#### Description of the task:
Return the number of lines below that contain "works"; nothing else belongs in the reply.

↓

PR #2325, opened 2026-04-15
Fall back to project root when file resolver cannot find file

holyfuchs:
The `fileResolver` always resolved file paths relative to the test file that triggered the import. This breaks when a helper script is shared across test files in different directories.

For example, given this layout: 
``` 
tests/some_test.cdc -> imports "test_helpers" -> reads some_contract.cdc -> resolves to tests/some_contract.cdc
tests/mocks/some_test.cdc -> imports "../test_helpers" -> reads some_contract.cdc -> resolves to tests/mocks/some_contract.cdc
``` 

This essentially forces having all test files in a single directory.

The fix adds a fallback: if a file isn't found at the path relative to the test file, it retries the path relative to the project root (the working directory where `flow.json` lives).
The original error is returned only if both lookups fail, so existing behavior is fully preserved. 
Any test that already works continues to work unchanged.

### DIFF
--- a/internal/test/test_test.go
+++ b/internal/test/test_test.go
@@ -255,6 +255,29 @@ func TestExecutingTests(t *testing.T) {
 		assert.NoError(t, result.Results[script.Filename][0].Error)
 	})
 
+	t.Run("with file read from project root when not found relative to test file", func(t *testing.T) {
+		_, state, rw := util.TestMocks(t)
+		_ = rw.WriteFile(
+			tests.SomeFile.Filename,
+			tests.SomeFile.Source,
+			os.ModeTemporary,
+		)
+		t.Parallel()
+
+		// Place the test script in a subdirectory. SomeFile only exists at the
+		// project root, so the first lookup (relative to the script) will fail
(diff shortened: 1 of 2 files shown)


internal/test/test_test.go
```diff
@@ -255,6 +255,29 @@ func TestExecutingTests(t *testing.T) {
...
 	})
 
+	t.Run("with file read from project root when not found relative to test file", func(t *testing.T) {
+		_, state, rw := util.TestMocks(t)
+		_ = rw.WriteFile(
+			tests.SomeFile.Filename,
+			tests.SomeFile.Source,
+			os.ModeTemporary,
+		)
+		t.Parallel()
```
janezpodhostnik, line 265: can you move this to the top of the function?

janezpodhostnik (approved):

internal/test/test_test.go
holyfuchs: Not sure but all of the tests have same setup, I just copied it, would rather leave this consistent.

↑
↓

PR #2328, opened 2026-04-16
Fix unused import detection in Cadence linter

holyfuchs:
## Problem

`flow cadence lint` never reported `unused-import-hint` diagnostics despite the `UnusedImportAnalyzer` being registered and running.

↑
↓

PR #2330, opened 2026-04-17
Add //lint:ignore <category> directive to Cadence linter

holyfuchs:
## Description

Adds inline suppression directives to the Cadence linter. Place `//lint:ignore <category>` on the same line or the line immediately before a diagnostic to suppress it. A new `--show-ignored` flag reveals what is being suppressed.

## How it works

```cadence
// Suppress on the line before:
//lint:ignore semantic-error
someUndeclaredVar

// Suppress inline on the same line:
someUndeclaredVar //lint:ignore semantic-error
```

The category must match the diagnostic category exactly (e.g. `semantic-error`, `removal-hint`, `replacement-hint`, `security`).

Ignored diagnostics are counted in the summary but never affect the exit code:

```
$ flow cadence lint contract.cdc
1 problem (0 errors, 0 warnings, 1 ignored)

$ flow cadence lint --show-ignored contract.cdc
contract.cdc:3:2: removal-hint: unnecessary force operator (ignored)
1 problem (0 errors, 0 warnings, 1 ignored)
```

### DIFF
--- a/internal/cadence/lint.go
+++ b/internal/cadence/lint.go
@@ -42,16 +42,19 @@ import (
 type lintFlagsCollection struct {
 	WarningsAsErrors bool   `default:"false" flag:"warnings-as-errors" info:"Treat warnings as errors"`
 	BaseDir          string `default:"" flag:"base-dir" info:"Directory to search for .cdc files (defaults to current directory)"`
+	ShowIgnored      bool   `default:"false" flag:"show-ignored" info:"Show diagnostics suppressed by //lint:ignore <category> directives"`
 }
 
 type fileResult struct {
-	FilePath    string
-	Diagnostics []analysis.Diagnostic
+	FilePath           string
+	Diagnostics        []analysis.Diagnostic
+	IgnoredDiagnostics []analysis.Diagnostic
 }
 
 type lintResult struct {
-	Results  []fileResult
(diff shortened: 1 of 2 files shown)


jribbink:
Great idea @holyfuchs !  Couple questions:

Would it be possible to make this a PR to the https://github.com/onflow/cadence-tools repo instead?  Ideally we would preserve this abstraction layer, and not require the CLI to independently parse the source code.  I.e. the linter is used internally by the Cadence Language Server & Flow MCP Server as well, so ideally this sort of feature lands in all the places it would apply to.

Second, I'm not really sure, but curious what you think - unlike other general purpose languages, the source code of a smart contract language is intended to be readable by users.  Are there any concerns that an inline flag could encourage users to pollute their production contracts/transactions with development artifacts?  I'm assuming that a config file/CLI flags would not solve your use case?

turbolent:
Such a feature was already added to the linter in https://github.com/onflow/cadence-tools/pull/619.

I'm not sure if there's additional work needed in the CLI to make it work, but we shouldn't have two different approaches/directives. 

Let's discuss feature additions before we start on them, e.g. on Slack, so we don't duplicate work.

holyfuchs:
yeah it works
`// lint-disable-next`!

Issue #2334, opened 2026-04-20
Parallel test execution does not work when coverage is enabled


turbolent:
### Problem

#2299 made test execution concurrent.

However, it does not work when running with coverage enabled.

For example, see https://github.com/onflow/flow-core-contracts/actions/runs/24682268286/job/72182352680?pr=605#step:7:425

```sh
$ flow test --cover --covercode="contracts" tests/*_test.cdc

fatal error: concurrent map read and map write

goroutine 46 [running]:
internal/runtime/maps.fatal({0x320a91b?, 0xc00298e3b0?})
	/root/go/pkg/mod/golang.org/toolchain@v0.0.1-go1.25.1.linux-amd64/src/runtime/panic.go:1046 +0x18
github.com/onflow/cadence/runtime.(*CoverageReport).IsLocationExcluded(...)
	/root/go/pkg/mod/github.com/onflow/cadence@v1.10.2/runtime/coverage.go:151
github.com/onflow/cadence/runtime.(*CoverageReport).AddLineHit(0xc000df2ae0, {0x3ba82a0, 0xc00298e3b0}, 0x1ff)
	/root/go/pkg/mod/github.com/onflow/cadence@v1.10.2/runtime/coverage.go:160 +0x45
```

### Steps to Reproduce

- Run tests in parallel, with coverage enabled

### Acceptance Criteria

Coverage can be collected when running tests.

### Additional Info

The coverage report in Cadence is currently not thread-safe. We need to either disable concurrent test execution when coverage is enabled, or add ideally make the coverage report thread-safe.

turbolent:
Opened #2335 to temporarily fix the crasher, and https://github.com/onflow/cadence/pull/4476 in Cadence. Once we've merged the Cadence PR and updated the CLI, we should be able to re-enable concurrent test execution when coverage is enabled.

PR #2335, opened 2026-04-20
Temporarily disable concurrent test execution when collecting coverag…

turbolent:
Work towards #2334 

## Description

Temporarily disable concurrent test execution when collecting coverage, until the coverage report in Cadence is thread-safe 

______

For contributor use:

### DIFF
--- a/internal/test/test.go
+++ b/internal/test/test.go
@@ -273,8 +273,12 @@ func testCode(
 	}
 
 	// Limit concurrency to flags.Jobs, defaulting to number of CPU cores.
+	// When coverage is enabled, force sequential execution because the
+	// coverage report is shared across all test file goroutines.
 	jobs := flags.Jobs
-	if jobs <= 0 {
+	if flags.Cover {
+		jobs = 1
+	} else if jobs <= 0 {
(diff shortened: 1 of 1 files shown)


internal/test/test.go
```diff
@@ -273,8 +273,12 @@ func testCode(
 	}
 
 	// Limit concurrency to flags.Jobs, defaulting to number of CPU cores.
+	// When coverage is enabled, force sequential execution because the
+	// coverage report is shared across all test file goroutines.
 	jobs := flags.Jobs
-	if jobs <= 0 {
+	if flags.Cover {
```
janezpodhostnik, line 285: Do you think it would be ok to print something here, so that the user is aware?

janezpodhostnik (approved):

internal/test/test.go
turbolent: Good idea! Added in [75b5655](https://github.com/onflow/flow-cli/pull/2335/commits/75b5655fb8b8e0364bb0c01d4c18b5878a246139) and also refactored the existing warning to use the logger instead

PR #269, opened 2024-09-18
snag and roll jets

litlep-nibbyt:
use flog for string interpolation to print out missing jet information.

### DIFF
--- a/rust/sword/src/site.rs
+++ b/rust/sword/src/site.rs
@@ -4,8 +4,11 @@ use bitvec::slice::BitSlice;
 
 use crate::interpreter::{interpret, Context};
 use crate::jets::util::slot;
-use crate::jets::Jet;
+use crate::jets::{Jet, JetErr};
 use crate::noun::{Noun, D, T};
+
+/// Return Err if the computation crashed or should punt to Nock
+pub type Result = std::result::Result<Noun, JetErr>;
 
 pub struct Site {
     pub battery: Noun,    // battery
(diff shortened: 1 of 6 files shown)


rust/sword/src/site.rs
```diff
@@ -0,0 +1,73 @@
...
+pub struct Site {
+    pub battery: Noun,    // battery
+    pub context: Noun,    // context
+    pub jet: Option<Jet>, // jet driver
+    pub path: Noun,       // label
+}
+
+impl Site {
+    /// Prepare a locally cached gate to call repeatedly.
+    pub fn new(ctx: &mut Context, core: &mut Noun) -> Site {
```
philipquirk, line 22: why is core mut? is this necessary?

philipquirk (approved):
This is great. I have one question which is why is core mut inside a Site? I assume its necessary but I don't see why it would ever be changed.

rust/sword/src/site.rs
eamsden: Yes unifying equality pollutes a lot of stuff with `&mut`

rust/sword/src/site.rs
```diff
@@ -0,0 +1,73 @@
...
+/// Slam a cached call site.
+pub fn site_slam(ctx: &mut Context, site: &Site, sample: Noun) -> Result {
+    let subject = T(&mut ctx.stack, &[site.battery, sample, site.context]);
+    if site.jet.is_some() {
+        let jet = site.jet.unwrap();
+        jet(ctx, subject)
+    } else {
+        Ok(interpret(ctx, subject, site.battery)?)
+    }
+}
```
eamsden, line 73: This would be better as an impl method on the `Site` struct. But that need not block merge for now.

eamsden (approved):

↑

#### The answer:
3